Hoving founded the Hoving Corporation in 1946, which included Bonwit Teller until he sold it in 1960.[6]
Hoving bought a controlling share of Tiffany & Co. in 1955, at that time company's performance appeared to be gradually declining with around $7 million worth of business a year.[7] Under his supervision, company's sales grew up to $100 million by the year 1980.[1]
He hired Van Day Truex, a design director and allowed him to design freely without worrying about selling it. He also hired famous designers like Jean Schlumberger, Elsa Peretti, and Gene Moore. Moore went on to design Tiffany's famous Fifth Avenue windows.[1]
Hoving maintained standards at Tiffany & Co. by refusing to sell diamond rings to men, nothing silver plated and no account charged for customers who had been impolite towards the salespeople.[1]
Hoving made two sales to President John F. Kennedy. Once in 1960, Hoving met then President-elect, after store hours, and assisted him in selecting a brooch by Jean Schlumberger with rubies and diamonds for Jacqueline Kennedy. The Metropolitan Museum of Art displayed the brooch in the exhibition Jacqueline Kennedy: The White House Years.[8]
Kennedy contacted Hoving again in 1962 and requested thirty two Lucite calendar mementos for his assistants who helped him during the Cuban Missile Crisis. Hoving's responded with the gist that they don't sell plastic. However, Tiffany's provided mementos to Kennedy made of silver.[9]
Avon Products, Inc. acquired Tiffany & Company in 1979. Hoving resigned following year and started his own consulting firm that specialized in retail design and management and started work on his memoirs that were never published. He also focused his efforts on his philanthropic activities and stayed at his home in Newport, Rhode Island. He contacted David Mitchell then Chairman of Avon offering to purchase back Tiffany & Company, but his offers were never seriously entertained. Henry B. Platt took over Tiffany & Company as the chairman after Hoving's resignation but was fired five months later on the grounds of incompetency.

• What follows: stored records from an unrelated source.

PR #3163, opened 2018-05-17
Initial draft for systemd process

Amruta-Ranade:
Closes #1772 

@jseldess @mberhault This is an initial draft of the systemd process. For now, I have updated only the Digital Ocean deployment guide. Once the content is finalized, I will port the changes to the other deployment guides.

To-Do:
- Figure out where to place the sample configuration templates
- Edit the "Scale the cluster" sections
- Port content to other deployment guides

(Update: All To-Dos completed)

Future to-dos:
- Figure out how backup/restore and upgrades work with systemd

PR #3352, opened 2018-07-03
Update --host and --advertise-host guidance in deployment tutorials

### LINKED ISSUE #1174: cli: clarify --host and --advertise-host usage in cockroach start
We should make sure the `--host` and `--advertise-host` flag descriptions are correct and helpful, and we should add better examples for specific scenarios.

@mberhault, in a thread with a customer:

```
`--host` controls which interface the server listens on. if you want it to tell the other nodes how to reach it (eg: hostname means nothing to the other nodes) you should use `--advertise-host`

[12:15]  
so let's say you have the following VM: hostname: `my-host`, ip: `192.168.1.1` and `my-host` does not resolve on the other hosts

[12:16]  
if you specify `--host=192.168.1.1`, it will only listen on eth1 (or whatever interface) and (I think) advertise `192.168.1.1` to the other nodes

[12:16]  
if you specify `--advertise-host=192.168.1.1`, it will listen on all interfaces but tell other nodes to use `192.168.1.1`
```

### LINKED ISSUE #1770: Networking guidance/scenarios
Customers continually experience problems deploying CockroachDB because of issues with networking. While an operator's network lies beyond the purview of CRL, it's crucial the documentation provide best practices and guidance for various scenarios.

Need to cover:

- Basics/best practices 
    - Hostnames/firewalls (as started in https://github.com/cockroachdb/docs/pull/1729)
    - `--host` vs. `--advertise-host` usage (#2883, #1174)
- Scenarios
    - Floating IPs (https://forum.cockroachlabs.com/t/floating-ip-addresses/1518)
    - Changing IPs based on maintenance (happens when racks get moved around, etc.)
    - Private IPs not routable across nodes/datacenters (#2538, https://forum.cockroachlabs.com/t/bind-cannot-assign-requested-address/1152/9)

### LINKED ISSUE #2883: host vs advertise-host clarification
See https://github.com/cockroachdb/cockroach/issues/23461

@bdarnell says: 

> I think you want --host (which controls which network interface gets bound), not --advertise-host in this case.
> 
> In a single-node cluster, there's no one to advertise to, so --advertise-host has no effect (but in a multi-node cluster, --advertise-host is more likely to be useful than --host). This is subtle and we should at least document it better.

@MarkHerHold says:

> For anyone coming across this issue in the future, this is what to use for local development:
> `cockroach start --insecure --host localhost`
> IMO, the brew start instructions should be updated.

jseldess:
This is a general follow-up to https://github.com/cockroachdb/docs/pull/3163.

Fixes #1174.
Fixes #2883.
Fixes #1770.


jseldess:
Still need a broader doc solution for networking scenarios/guidance: https://github.com/cockroachdb/docs/issues/1770.

knz:
The sentence "this has the node listen on all of its interfaces and communicate with other nodes on `os.Hostname()`" is nonsensical (from a tech perspective). Some general concerns:

- `os.Hostname()` is a go-specific notion. The audience will have no idea what this refers to. What you need to use is instead the phrase "the server's canonical host name" and the reader will infer the rest.

- the verb "communicate" does not conjugate as "the node will communicate with with other nodes on a hostname". You can't "communicate on a hostname".

- there's a mix up of interfaces, advertised addresses and hosts in this story.

Here's a suggestion:

> These flags control how the node sets up network connections and with other nodes and clients. `--host` determines which local interface it listens to. This mainly pertains to the local routing and firewall rules applicable on the server where the node is running. This flag can be set to either a IP address or a name that resolves to one of the host's network interfaces. Separately, `--advertise-host` determines which IP address or host name is advertised to other nodes, which they must be able to use to connect back to this node.

> The effect of the two flags can be summarized as follows:

|   | `--host` not specified | `--host` specified |
|---|---|----|
| `--advertise-host` not specified | Listen on all interfaces. Advertise the canonical host name to other nodes. | Listen on the interface specified by `--host`. Advertise the value of `--host` to other nodes. |
| `--advertise-host` specified | Listen on all interfaces. Advertise the value of `--advertise-host` to other nodes. | Listen on the interface specified by `--host`. Advertise the value of `--advertise-host` to other nodes  |

> When running nodes on a LAN or VLAN where the local IP address or name are visible anywhere on the network, both flags can be set to the same value.  If cluster nodes are running over a WAN, for example in different data centers, there is a different between the private IP address or host name that a node knows about itself (this you can use with `--host`) and the public IP address or host name that can be used to reach it from other DCs (this you must specify with `--advertise-host`).

> Be careful about the information advertised to other nodes (either via `--advertise-host`, or when using `--host` when `--advertise-host` is not specified): if using a host name, it must be resolvable from all nodes, and when using an IP address, it must be routable from all nodes.


You should include this information in a separate section (so we can have callouts and tables) and not merely as a few sentences in the table for command-line flags.

jseldess:
This is very helpful. Thank you, @knz.

jseldess:
@knz, @bdarnell, @mberhault, PTAL at the latest commit. I leveraged Raphael's feedback but may still have gotten some terms or facts wrong.

jseldess:
___
*[_includes/v1.1/prod-deployment/secure-start-nodes.md, line 61 at r2](https://reviewable.io/reviews/cockroachdb/docs/3352#-LHi7583-4ydhBLb1Ko-:-LHiLJ4g09ZroMftew_6:bwtndmz) ([raw file](https://github.com/cockroachdb/docs/blob/3504ff6b865c7e2eff8e5da6e272e842e5caaaa2/_includes/v1.1/prod-deployment/secure-start-nodes.md#L61)):*

This text for --host/--advertise-host is still confused. It should not refer to `os.Hostname()`. 
</blockquote></details>

Sorry. Never meant to edit 1.1 docs. Reverted the change.

jseldess:
___
*[_includes/v2.0/prod-deployment/insecure-start-nodes.md, line 52 at r2](https://reviewable.io/reviews/cockroachdb/docs/3352#-LHi7YK3AFzRYA08dg1A:-LHilyCVCQIwdGUxgKHa:b-x4cncv) ([raw file](https://github.com/cockroachdb/docs/blob/3504ff6b865c7e2eff8e5da6e272e842e5caaaa2/_includes/v2.0/prod-deployment/insecure-start-nodes.md#L52)):*

I see you are repeating this text over and over in many places. This make future maintenance of this text unnecessarily complex. May I suggest that you just place here a reference to a separate section and detail the argument in that section. The section would be written a file that's included from the individual pages.
</blockquote></details>

Unfortunately, I think repeating in these places is the least burdensome for users. In each version, this content appears 4 times: twice in the insecure start nodes include (one for manual, once for systemd) and twice on the secure start nodes include. I think I'd prefer duplication over too many includes within includes. Also, it doesn't seem possible to include just a few table rows into a markdown table, based on my testing.

jseldess:
___
*[v2.0/recommended-production-settings.md, line 137 at r5](https://reviewable.io/reviews/cockroachdb/docs/3352#-LHoHnMMD4NG-Jv1_xss:-LHv9gyf7u3DvyNHdbZw:bqqqax0) ([raw file](https://github.com/cockroachdb/docs/blob/90f814aec74d9ba529aab21bfde9b70e0bb14a30/v2.0/recommended-production-settings.md#L137)):*

Whoops. I still have to deal with this.
</blockquote></details>

Done now, I think.

jseldess:
OK, thanks again, @knz. I'm OOO through next Wed, but I'll do another round of revisions once I'm back. It'll be nice to finally get this as useful and clear as possible for users!

jseldess:
___
*[v2.0/recommended-production-settings.md, line 115 at r7](https://reviewable.io/reviews/cockroachdb/docs/3352#-LHwX-Si8WdceGIbM1fk:-LIB9XnZ8wwR6Hb8Q_-4:bh715vf) ([raw file](https://github.com/cockroachdb/docs/blob/f3feac2b2e54b7106ee08edd6e29cfc6ddca3529/v2.0/recommended-production-settings.md#L115)):*
@knz, this conflicts somewhat with the exchange above, where you and @bdarnell said we should talk about addresses not interfaces for `--host`:

> knz++. This should be "address", not "interface". (concrete example: on some platforms you can bind to 127.0.0.2, which is a different address on the loopback interface).

I also see that in this [related PR](https://github.com/cockroachdb/cockroach/pull/27800/files#diff-b7942517c0b2e2181a53a1ee4d6c9042R328), you're using the language, "address or hostname to listen on. I'm not going to focus on the language in that PR too much right now cause I want to get it right here first. 

So before doing another round of revisions, I'd like to settle on some language. How about we say this for the basic `--host`/`--advertise-host` descriptions above the table:

> `--host` determines which IP address the node listens on for connections from other nodes of the cluster and from clients. If left unspecified (recommended), the node listens on all IP addresses. If set to a hostname, the value must resolve to one of the node's IP addresses.
> `--advertise-host` determines the IP address or hostname to tell other nodes to use. If using an IP address, be routable from all nodes; if using a hostname, it must be resolvable from all nodes.This value must route to an IP address the node is listening on.

I'm tempted to leave this even simpler, and have the table spell out the details:

> `--host` determines which IP address(es) the node listens on for connections from other nodes and from clients. 
> `--advertise-host` determines which IP address or hostname to tell other nodes to use.

Thoughts?

jseldess:
___
*[v2.0/recommended-production-settings.md, line 115 at r7](https://reviewable.io/reviews/cockroachdb/docs/3352#-LHwX-Si8WdceGIbM1fk:-LIBJpR32IncTk7tmsfG:b-qet58x) ([raw file](https://github.com/cockroachdb/docs/blob/f3feac2b2e54b7106ee08edd6e29cfc6ddca3529/v2.0/recommended-production-settings.md#L115)):*

@knz, this conflicts somewhat with the exchange above, where you and @bdarnell said we should talk about addresses not interfaces for `--host`:

> knz++. This should be "address", not "interface". (concrete example: on some platforms you can bind to 127.0.0.2, which is a different address on the loopback interface).

I also see that in this [related PR](https://github.com/cockroachdb/cockroach/pull/27800/files#diff-b7942517c0b2e2181a53a1ee4d6c9042R328), you're using the language, "address or hostname to listen on. I'm not going to focus on the language in that PR too much right now cause I want to get it right here first. 

So before doing another round of revisions, I'd like to settle on some language. How about we say this for the basic `--host`/`--advertise-host` descriptions above the table:

> `--host` determines which IP address the node listens on for connections from other nodes of the cluster and from clients. If left unspecified (recommended), the node listens on all IP addresses. If set to a hostname, the value must resolve to one of the node's IP addresses.
> `--advertise-host` determines the IP address or hostname to tell other nodes to use. If using an IP address, be routable from all nodes; if using a hostname, it must be resolvable from all nodes.This value must route to an IP address the node is listening on.

I'm tempted to leave this even simpler, and have the table spell out the details:

> `--host` determines which IP address(es) the node listens on for connections from other nodes and from clients. 
> `--advertise-host` determines which IP address or hostname to tell other nodes to use.

Thoughts?
 
</blockquote></details>

Another thought (and I personally prefer this) is that we don't stress the "listen on hostname" thing too much ([cassandra](https://docs.datastax.com/en/cassandra/2.1/cassandra/configuration/configCassandra_yaml_r.html#configCassandra_yaml_r__listen_address) uses this language, too) and have a prominent note about hostnames needing to resolve and route the right way. We have the start of such a note below.

jseldess:
___
*[v2.0/recommended-production-settings.md, line 127 at r7](https://reviewable.io/reviews/cockroachdb/docs/3352#-LHwYKKU-FsVWvbjRtsV:-LIGLt1l0VMziLbmX348:b9ar8it) ([raw file](https://github.com/cockroachdb/docs/blob/f3feac2b2e54b7106ee08edd6e29cfc6ddca3529/v2.0/recommended-production-settings.md#L127)):*

This first row is still somewhat hard to read and probably needs improvement. I'll break it up:

> Start each node with `--host` set to its private address and do not specify `--advertise-host`.

OK, that's clear. The result of this is that the private address will be advertised to other nodes and clients in the private network can connect to it.

> If load balancers/clients are outside the network, start each node with `--advertise-host` set to the private address and do not specify `--host`.

That's where it breaks down. If load balancers/clients are outside the network **and the network is private** (what you're assuming on this row), then necessarily (by the definition of "private") I'd expect that **no** external load balancers or clients can connect. Instead I'd expect that if indeed they could connect, there would be a security problem.

> Also configure firewalls to allow external traffic to reach the cluster. 

By doing so, a user would effectively open their network so that it is not private any more. I doubt this is acceptable.

</blockquote></details>

Removed the confused paragraph. Thanks, @knz.

jseldess:
@mberhault gave me the verbal LGTM as well, so I'll merge. If there are other improvements to make, I can handle them in a follow-up.

PR #3374, opened 2018-07-11
Add release notes for v2.0.4

jseldess:


benesch:
Binaries are live! In we go. Thanks, @jseldess.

In an interview for The New York Times, Angela Cummings stated:At Tiffany's I met Walter Hoving, she recalled, and he looked at the little portfolio I had and said, You want to work for us, go ahead and try. It was like a threat, but at the time I didn't even know who he was.[10]
In 1924, Hoving married Mary Osgood Field (1901–1955), the daughter of Thomas Pearsall Field and Emma Beadleston. Mary was a direct descendant of Samuel Osgood, the first Postmaster General of the United States. Before their divorce in 1936, they were the parents of:
In 1937, he became the fourth husband of the former Pauline Vandervoort (1889–1976).[14] Her first husband, John Steese, had died; her second husband, Carl Kirsch Dresser, divorced in 1927; and her third husband, Col. Henry Huddleston Rogers Jr. (a son of Standard Oil millionaire Henry Huddleston Rogers), whom she married in 1933, died in Southampton in 1935.[15] After a long illness, Pauline died in 1976.[16]
He married former singer Jane Pickens Langley (1907–1992) in 1977, and their marriage lasted until his death.[10] Langley owned the designed by Ogden Codman Berkley Villa on Bellevue Avenue in Newport, Rhode Island.[14]
He died at Newport Hospital in Newport at the age of 91 on November 27, 1989. He was survived by a son, daughter, and four grandchildren, John Hoving, Samuel Osgood Hoving, Thomas Durand and Petrea Hoving.[17]
Hoving was also the founder of Walter Hoving Home, a rehabilitation center for women with drug addiction and alcoholism.[18] He was a co-founder of the Salvation Army Association of New York, and gave his time to the United Negro College Fund and the United Service Organizations, USO.